Let's take a brief look at some of the more common geospatial development tasks you might encounter.
Imagine that you have a database containing a range of geospatial data for San Francisco. This database might include geographical features, roads, the location of prominent buildings, and other man-made features such as bridges, airports, and so on.
Such a database can be a valuable resource for answering various questions. For example:
What's the longest road in Sausalito?
How many bridges are there in Oakland?
What is the total area of the Golden Gate Park?
How far is it from the Pier 39 to the Moscone Center?
Many of these types of problems can be solved using tools such as the PostGIS spatially-enabled database. For example, to calculate the total area of the Golden Gate Park, you might use the following SQL query:
select ST_Area(geometry) from features where name = "Golden Gate Park";
To calculate the distance between two places, you first have to geocode the locations to obtain their latitude and longitude. There are various ways to do this; one simple approach is to use a free geocoding web service, such as this:
http://nominatim.openstreetmap.org/search?q=Pier 39, San Francisco,CA
This returns a latitude value of 37.82 and a longitude value of -122.42.
Note
These latitude and longitude values are in decimal degrees. If you don't know what these are, don't worry; we'll talk about decimal degrees in Chapter 2, GIS.
Similarly, we can find the location of the Moscone Center using this query:
http://nominatim.openstreetmap.org/search?q=Moscone Center, San Francisco,CA
This returns a latitude value of 37.80 and a longitude value of -122.44.
Now that we have the coordinates for the two desired locations, we can calculate the distance between them using the Proj Python library:
import pyproj lat1,long1 = (37.82,-122.42) lat2,long2 = (37.80,-122.44) geod = pyproj.Geod(ellps="WGS84") angle1,angle2,distance = geod.inv(long1, lat1, long2, lat2) print "Distance is %0.2f meters" % distance
This prints the distance between the two points:
Distance is 2833.64 meters
Note
Don't worry about the "WGS84" reference at this stage; we'll look at what this means in Chapter 2, GIS.
Of course, you wouldn't normally do this sort of analysis on a one-off basis like this—it's much more common to create a Python program that will answer these sorts of questions for any desired set of data. You might, for example, create a web application that displays a menu of available calculations. One of the options in this menu might be to calculate the distance between two points; when this option is selected, the web application would prompt the user to enter the two locations, attempt to geocode them by calling an appropriate web service (and display an error message if a location couldn't be geocoded), then calculate the distance between the two points using Proj, and finally display the results to the user.

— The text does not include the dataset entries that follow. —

PR #501, opened 2018-07-06
KIALI-1112 Do a graph fit outside the batch operation to center the r…

josejulio:
…esult

This might also fix [KIALI-1060](https://issues.jboss.org/browse/KIALI-1060)

kiali-1112

### DIFF
--- a/src/components/CytoscapeGraph/CytoscapeGraph.tsx
+++ b/src/components/CytoscapeGraph/CytoscapeGraph.tsx
@@ -64,12 +64,14 @@ export class CytoscapeGraph extends React.Component<CytoscapeGraphProps, Cytosca
   private trafficRenderer: TrafficRender;
   private cytoscapeReactWrapperRef: any;
   private updateLayout: boolean;
+  private refit: boolean;
   private resetSelection: boolean;
   private cy: any;
 
   constructor(props: CytoscapeGraphProps) {
     super(props);
     this.updateLayout = false;
+    this.refit = false;
   }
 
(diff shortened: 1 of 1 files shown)


src/components/CytoscapeGraph/CytoscapeGraph.tsx
```diff
@@ -64,12 +64,14 @@ export class CytoscapeGraph extends React.Component<CytoscapeGraphProps, Cytosca
...
   private cytoscapeReactWrapperRef: any;
   private updateLayout: boolean;
+  private refit: boolean;
   private resetSelection: boolean;
   private cy: any;
 
   constructor(props: CytoscapeGraphProps) {
     super(props);
     this.updateLayout = false;
+    this.refit = false;
```
jmazzitelli: Just a question - when is this.refit false again? I see it set to false in the constructor. But is this ever going to false again? I guess what this PR is doing is ensuring a refit is performed on every graph update now?

josejulio: In `processGraphUpdate` : https://github.com/kiali/kiali-ui/pull/501/files#diff-04b15b4602d6b9ccf1eb82d15e07535fR355

josejulio: Refit is performed on graph initialization and when there is a layout change: https://github.com/kiali/kiali-ui/pull/501/files#diff-04b15b4602d6b9ccf1eb82d15e07535fR325

jmazzitelli: ah... ok, i missed that. yeah, refit on every update would be bad, which is why i was confused :)

PR #503, opened 2018-07-09
KIALI-1114 Allow IstioConfig list show warning messages

aljesusg:
Jira: [KIALI-1114](https://issues.jboss.org/browse/KIALI-1114)

peek 2018-07-10 22-16

### DIFF
--- a/src/components/ConfigValidation/ConfigIndicator.tsx
+++ b/src/components/ConfigValidation/ConfigIndicator.tsx
@@ -1,7 +1,8 @@
 import * as React from 'react';
 import { ObjectValidation } from '../../types/ServiceInfo';
 import { PfColors } from '../Pf/PfColors';
-import { Icon, OverlayTrigger, Popover } from 'patternfly-react';
+import { Icon, OverlayTrigger, Popover, ListGroup, ListGroupItem } from 'patternfly-react';
+import { style } from 'typestyle';
 
 interface Props {
   id: string;
@@ -20,6 +21,12 @@ export const NOT_VALID: Validation = {
   icon: 'error-circle-o'
 };
 
+export const WARNING: Validation = {
+  name: 'Warning',
+  color: PfColors.Gold100,
+  icon: 'warning-triangle-o'
+};
+
 export const VALID: Validation = {
   name: 'Valid',
   color: PfColors.Green400,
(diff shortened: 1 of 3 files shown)


lucasponce:
Is the filter updated ?

aljesusg:
No @lucasponce I sent the Pull Request because I wanna make a question ^^ What do you think about show  instead number of issues , the number of warnings and number of errors?

lucasponce:
> No @lucasponce I sent the Pull Request because I wanna make a question ^^ What do you think about show instead number of issues , the number of warnings and number of errors?

+1 sounds good.

abonas:
@aljesusg IMO number of errors and number of warnings sounds much better than general number of issues.
cc @kiali/ux-reviewers what do you think?

aljesusg:
Great @abonas  so I'll remove number of total issues in that case, @lucasponce if there is only warnings issues the config is valid or not valid??

serenamarie125:
👍🏼 To including the actual number @aljesusg

lucasponce:
> Great @abonas so I'll remove number of total issues in that case, @lucasponce if there is only warnings issues the config is valid or not valid??

Filter should be updated to manage four states then, error, warning, valid and not validated. To let user work with all combination of results.
(Today it manages three, but we should split the not valid in the error and warning ones).

aljesusg:
That's my point @lucasponce now there are Istio objects with warning issues and no errors and the config is not valid.

aljesusg:
@serenamarie125 the total issues number in addition to number of errors issues and number of warning issues?

cshinn:
@aljesusg are there other types of issues besides warnings and errors? If not, I don't think having a total would be more helpful than listing them separately

aljesusg:
Updated
peek 2018-07-09 21-11

aljesusg:
Last update removing lines @cshinn 

peek 2018-07-09 23-45

aljesusg:
mmm maybe let me check it. Thanks @lucasponce

aljesusg:
Updated 

peek 2018-07-10 22-16

cshinn:
@aljesusg looks great!

lucasponce:
@aljesusg I'm testing locally master but I have this

image

I guess the expected behaviour would be to show the warning icon.

PR #505, opened 2018-07-10
KIALI-1113 Avoid overlap of node labels

josejulio:
Note: Cose still has some sort of overlap, but it seems more related to the overlapping of the group boxes

### Layout cola
Before:
before-cola

After:
after-cola

### Layout Breadthfirst
Before:
before-breadthfirst

After:
after-breadthfirst

### Layout Cose
Before:
before-cose

After:
after-cose-2

after-cose


jshaughn:
@josejulio THANK YOU!

PR #506, opened 2018-07-10
KIALI-1119 Nodes from other namespaces now show their version

josejulio:
Service name and namespace are now grouped into the box and single nodes have their version appended (if any)

kiali-1119-box

kiali-1119-services

Depends on https://github.com/kiali/kiali/pull/347

### DIFF
--- a/src/components/CytoscapeGraph/graphs/GraphStyles.ts
+++ b/src/components/CytoscapeGraph/graphs/GraphStyles.ts
@@ -54,15 +54,20 @@ export class GraphStyles {
               return '';
             }
 
-            if (ele.data('isOutside')) {
-              return `${service}\n${namespace}`;
-            }
-
             if (ele.data('parent')) {
               return version;
             }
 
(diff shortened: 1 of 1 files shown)


jmazzitelli:
@jshaughn didn't you have code in the other area where composite nodes are created where you can disable composite nodes if configured to? Is that also supported here in this PR?

I mentioned it because I think its a 50% chance composite nodes will go away in the future. We should make sure the code supports graphs with no composite nodes

jshaughn:
@jmazzitelli It's true that compound (not composite) nodes are optional although we always enable them.  But even if they are disabled this PR looks correct because the individual nodes will then include the name/namespace/version.

Having said that, I'm not sure I love putting namespace on a node at all.  It can be verbose as seen in the screenshot.  But that is for UX to decide.

josejulio:
> Having said that, I'm not sure I love putting namespace on a node at all. It can be verbose as seen in the screenshot. But that is for UX to decide.

Yes, but is only for the nodes outside the current namespace

PR #508, opened 2018-07-11
KIALI-1147 [UX] Change the term 'Undeployed' to 'Not deployed' for Istio sidecars indication

aljesusg:
[UX] Change the term 'Undeployed' to 'Not deployed' for Istio sidecars indication

peek 2018-07-11 10-04


aljesusg:
Updated
peek 2018-07-11 10-04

Alternatively, if you have a database containing useful geospatial data, you could let the user select the two locations from the database rather than typing in arbitrary location names or street addresses.
However you choose to structure it, performing calculations like this will usually be a major part of your geospatial application.
Imagine that you wanted to see which areas of a city are typically covered by a taxi during an average working day. You might place a GPS recorder into a taxi and leave it to record the taxi's position over several days. The results would be a series of timestamps, latitude and longitude values as follows:
2010-03-21 9:15:23 -38.16614499 176.2336626 2010-03-21 9:15:27 -38.16608632 176.2335635 2010-03-21 9:15:34 -38.16604198 176.2334771 2010-03-21 9:15:39 -38.16601507 176.2333958 ...
By themselves, these raw numbers tell you almost nothing. But when you display this data visually, the numbers start to make sense:
You can immediately see that the taxi tends to go along the same streets again and again. And if you draw this data as an overlay on top of a street map, you can see exactly where the taxi has been:
(Street map courtesy of http://openstreetmap.org).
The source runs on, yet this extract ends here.